Revolution Bars Group (RBG)

Deltic proposal warrants consideration | finnCap, 6 Oct 

Gold Access


"In the absence of a cash element to the offer from Deltic, we think that investors will choose the (undervalued) certainty of 203p in cash from Stonegate under current market conditions.


Our initial analysis of Deltic’s merger proposal implies a valuation of 286p per share. In effect, RBG shareholders are being offered 65% of the combined entity for 53% of the combined EBITDA. Optically, this looks attractive relative to Stonegate’s 203p all-cash offer. We think that the proposed synergies relating to the merger (being verifiable) are by their nature conservative in quantum and timing, and more focus (e.g. around bar opening costs) could give further upside.

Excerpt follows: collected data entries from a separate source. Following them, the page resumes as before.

PR #1579, opened 2021-05-10
Use text-box-outline for notes icon

### LINKED ISSUE #1577: use text-box-outline instead of NoteText?
Hi @raimund-schluessler, 
I think the text-box-outline (might be called differently) icon does fit better for notes than the NoteText icon. What do you think? 
I've created a fast mockup:
| Before | After |
|---|---|
| image | image |

(of course this should then also be changed in the list view)

raimund-schluessler:
Screenshot_2021-05-10 Tasks - Nextcloud(1)

Closes #1577.


szaimen:
Thanks!

Issue #1851, opened 2024-01-05
isPromiseFs fails on Deno


mdekstrand:
When attempting to run in Deno (with `node:fs` as the fs), attempting a git operation fails with the following error:

```
error: Uncaught (in promise) NotFound: No such file or directory (os error 2): readfile ''
    at async Object.readFile (ext:deno_fs/30_fs.js:720:18)
```

When I can get a full stack trace, this is appearing through `isPromiseLike()`. Testing at the Deno REPL indicates that error when `readFile()` is called without arguments is escaping the `catch` clause. I am not sure what would be causing this on the Deno end, but REPL testing indicate that explicitly passing an empty string argument to `readFile()` would probably correct the problem.

jcubic:
Do you want to contribute and create a fix?

As for the catch in Deno, maybe this should reported as a bug for Deno. Errors should not escape catch unless the error is retrown.

mdekstrand:
I would definitely be open to contributing a fix. I've also reported a bug against Deno (denoland/deno#21795), and will see what they say there first. It definitely seems like a bug, even if it's really weird to call `readFile()` without an argument.

mdekstrand:
@jcubic Thinking about this, is there a reason it needs to check that `fs.promises` is actually promise-like? I see why it needs to check if you just pass `fs`, but could that check be dropped without causing other problems?

Alternatively, would it work to provide a way to say “this one is really a promise-based api, trust me”?

jcubic:
The problem is that the library expects to detect if it's normal FS or promisified FS. If it's normal FS it promisify all the functions from FS. So yes it needs to check if the result is fs.promise or not. But maybe it can check different method that don't throw an error.

I'm wondering if `fs.stats` will work on a root directory. It needs to work for both browser and Node (and in your case Deno). It needs to be a method that is included in [lightningFS](https://github.com/isomorphic-git/lightning-fs).

jcubic:
You can also report this bug to Deno. Exceptions should not bypass `try..catch`.

mdekstrand:
It's being discussed over at Deno, and this comment gets to what's happening here: https://github.com/denoland/deno/issues/21795#issuecomment-1903901348.

[...]

PR #1857, opened 2024-01-22
fix: isPromiseFs out-of-spec usage of readFile

mdekstrand:
This works around the odd Deno behavior described in #1851 by explicitly passing `undefined` to `readFile`, so the `promisify` wrapper works correctly.

This is arguably a Deno bug (denoland/deno#21795), but it's also an emergent behavior of isomorphic-git calling `readFile` out-of-spec + promisfy's inability to identify that because it is unaware of intended method signatures. This workaround gets `isPromsseFs` working on Deno, and that + manually adding `Buffer` to `globalThis` is enough to get isomorphic-git working on Deno for my use case.

Full Deno support (including running the tests) would be a much larger effort.

## I'm fixing a bug or typo

### DIFF
--- a/src/models/FileSystem.js
+++ b/src/models/FileSystem.js
@@ -10,7 +10,7 @@ function isPromiseFs(fs) {
     try {
       // If readFile returns a promise then we can probably assume the other
       // commands do as well
-      return targetFs.readFile().catch(e => e)
+      return targetFs.readFile(undefined).catch(e => e)
     } catch (e) {
       return e
     }


mdekstrand:
Test failures are a couple of Chrome pack tests that I don't think this code touched.

jcubic:
It fails for Android, the the code touched is always executed so the error came from that code.
Can you try changing it to an empty string?

mdekstrand:
Changing to `''` those two tests still fail, and now a 3rd does as well. I will revert to the undefined version when I get home.

The failing assertion in both versions is that the pack name does not match the expected pack name.

jcubic:
The last PR was this one [#1853](https://github.com/isomorphic-git/isomorphic-git/pull/1853) and the test was passing.

I will try to create a trivial PR to test if the tests pass.

jcubic:
The tests are broken, I have no idea why. Here is a README change #1858 that is also failing.

I will merge this PR when I fix the tests, never happen before. I hope I will be able to figure out why the tests are failing.

jcubic:
The tests got fixed, please rebase.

Revenue synergies were not quantified, whereas, in reality, the ability to capture different demographics, trade them across a wider late-night piece with the addition of RBG’s food offering could add material traffic/revenue upside. Deltic clearly wants an (easy?) way of listing, potentially using an acquisition currency to mop up other bar operators in the current environment, and RBG shareholders could become part of this bigger journey. 


First, why was there no cash offer? This could still come, although the 10 October deadline may leave insufficient time to agree on financing and convince management, and Deltic is keen to have a listing – although we think a cash element (e.g. 50:50 merger with a special dividend) could focus the mind, given repeated commentary from management around the certainty that cash offers bring. Secondly, in the current environment, investors will need to take a view on what multiple an operator concentrated into a particular (late night) segment of the market should trade on versus a more diversified operator across a wide variety of formats from community and high-street pubs through branded bars to country inns and late-night venues. Intuition suggests that diversification prevails in weaker cycles. Wet-led venues are generally back in vogue but we have seen some slippage recently from GNK and MAB. Countering that, significant late-night capacity has come out of the market over the last decade and supply is more aligned to demand. Either way, with RBG’s share price having drifted back yesterday, and a cash underpin limiting the downside, we would expect to see renewed buying given that expectations may have shifted back to Stonegate raising its offer."


Accrol Group (ACRL)

Share suspension, forecasts and recommendation under review | Liberum, 5 Oct

Gold Access


"In a very disappointing and rather unforeseen set of circumstances, we are putting our forecasts and recommendation under review. The shares have been suspended pending funding discussions with the company's lenders. We will update our views and forecasts as and when there is greater clarity.


A number of factors have combined:


1. Input cost pressures higher than expected: In particular, there has been a continuous and material rise in parent reel prices. At this stage, this trend may continue for the foreseeable future.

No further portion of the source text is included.